While grasping onto his new found position as Mexican midfield maestro, Tottenham management may now be licking their chops at a hefty transfer fee.
Dominating performances against Wales, Bosnia and Brazil have inevitably created transfer fodder for the Tottenham attacker, the same player who is essential for one of the top 20 national teams in the world and not good enough to crack the bench for an EPL team that didn't even qualify for the Champions League this season.
Gio's more than aware of that.
"I've never doubted of my capabilities, I think that even though [Spurs coach Harry Redknapp] doesn't have trust in me or didn't have trust in me, I've always been training at 100 percent," Dos Santos told reporters in Dallas after frustrating Brazil's defense en route to a 2-0 win.

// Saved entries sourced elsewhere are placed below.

PR #1991, opened 2023-02-18
[ETW Exporter]Support serialize span/log attributes into JSON

### LINKED ISSUE #1990: [ETW Exporter] Support serializing span/log attributes to a single column in JSON
Currently each span/log attribute is output as a separate column in ETW exporter, this make it possible for schema explosion if there are a lot of attributes and make it hard to process in the backend. We should provider an option for the user to serialize all the attributes into a single column in JSON.

ThomsonTan:
Fixes #1990 

## Changes

As ETW exporter is header only, this PR provide a C++ macro `ENABLE_ENV_PROPERTIES`, when defined, does serialization on all span/log attributes to a single attribute with JSON representation of all the attributes.


exporters/etw/include/opentelemetry/exporters/etw/etw_tracer.h
```diff
@@ -250,8 +250,41 @@ class Tracer : public opentelemetry::trace::Tracer,
...
+        }
+      }
+      if (has_customer_attribute)
+      {
+        env_properties_env[ETW_FIELD_ENV_PROPERTIES] = env_properties_json.dump();
+        evt = std::move(env_properties_env);
+      }
+    }
+
+#endif  // defined(ENABLE_ENV_PROPERTIES)
```
lalitb, line 286: Do we also need to handle Span::SetAttribute() method ?

exporters/etw/include/opentelemetry/exporters/etw/etw_tracer.h
```diff
@@ -250,8 +250,41 @@ class Tracer : public opentelemetry::trace::Tracer,
...
+    {
+      bool has_customer_attribute = false;
+      nlohmann::json env_properties_json = nlohmann::json::object();
+      for (auto &kv : evt)
+      {
+        nostd::string_view key = kv.first.data();
+
+        // don't serialize fields propagated from span data.
+        if (key == ETW_FIELD_NAME || key == ETW_FIELD_SPAN_ID || key == ETW_FIELD_TRACE_ID ||
+            key == ETW_FIELD_SPAN_PARENTID)
```
lalitb, line 269: what should be the behavior if key is `env_properties` - extract the value from it, and append it to existing `env_properties` ? Current behavior looks good to if we document that.

ThomsonTan: Yes, `env_properties` set by user will be nested. I think this is expected and has parity with Linux, because `Span::SetAttribute` on Linux doesn't parse the attribute name with special handling.

Are you aware of any appropriate document (link) for this?

exporters/etw/include/opentelemetry/exporters/etw/etw_tracer.h
ThomsonTan: I think no based on the current implementation, because all the attributes will be processed at `EndSpan` time.

exporters/etw/include/opentelemetry/exporters/etw/etw_tracer.h
lalitb: No, I think it should be fine to be consistent with fluentd.

exporters/etw/include/opentelemetry/exporters/etw/etw_tracer.h
lalitb: ok yeah good point. Thanks.

lalitb (approved):
LGTM Thanks for the fix.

Redknapp may not want Dos Santos around, but Daniel Levy does.
The Spurs chairman is no slouch when it comes to the art of negotiation, having resisted the Chelsea cash machine last season when the club came in search of Luka Modric, as well as fleecing Lokomotiv Moscow out of 8 million pounds when Roman Pavlyuchenko could not command a fraction of that in England.
Now, Levy is licking his chops at the notion of not needing Dos Santos on the pitch for his club, while recognizing his value in the open market.
Reports have placed Dos Santos' price tag in the 6-8 million pounds range, with the clubs - mostly located in Spain - that have tried to sign him since last winter being told Levy and Spurs will not waver in their demands for the Mexican player.
In London, club insiders are now pointing to a key meeting later this month supposedly requested by Dos Santos himself to meet face to face with Levy in order to facilitate an exit.
“I want to concentrate on the national team, but after that I will speak to the chairman to see what is going to happen to me," Dos Santos said after the Wales game.
Just weeks ago, Villarreal's deal was nixed when it was relegated in Spain, leaving Dos Santos with the prospect of finding another club that could acquiesce Tottenham's demands. MLS and a pair of Mexican clubs, mainly Dos Santos' boyhood idol Club América, have made a crack at his services, being told vehemently by the player that he has not considered a North America move.
Normally, a week like the one Dos Santos has had for his national team would set off a frenzy on the transfer market. With his undeniable talent and still young age, everyone from Atlético Madrid to Swansea City to Liverpool have been mentioned as potential suitors.
But now there may be yet another roadblock. It's very likely that after the pair of World Cup qualifiers Mexico will partake in against Guyana and El Salvador, Dos Santos' profile may be raised even higher.
Will a heftier price tag from Tottenham follow?
It's not difficult to see why Dos Santos hasn't moved yet. Small samples of brilliance with the national team are one thing, but aside from a six-month spell at Racing, Dos Santos has yet to show that he can carry the load offensively for a top-flight team at the club level.
Dropping 8 or maybe even 10 million pounds on a player with just 30 appearances for Tottenham in four years might be a hard sell for any fan base. Besides, success at the national team level hasn't always translated to such at the club level for Mexican starlets.
Pablo Barrera has been a disasterous signing for West Ham after shining in the 2010 World Cup. Ditto Efrain Juarez for Celtic. It took Andres Guardado several seasons to battle through injuries and shine for Deportivo La Coruña. Now he'll be doing so for Valencia.
Omar Bravo was a stud for club and country in Mexico, but his European career lasted exactly six months. Fellow U-17 star Carlos Vela has never developed into the player Arsene Wenger and Arsenal have expected him to be.
Sadly, the list goes on - and not just for Mexicans.
With one full year left on his contract, Levy is in no rush to cash in on Dos Santos knowing full well more offers will come in January if the player is not moved over the summer.
If that doesn't happen, Dos Santos can exit White Hart Lane a free man, with no benefit to Tottenham's bank account coming from it. A small measure of revenge that Gio can exact on his soon to be old club... but what about the cost?
Most likely, another year riding the pine.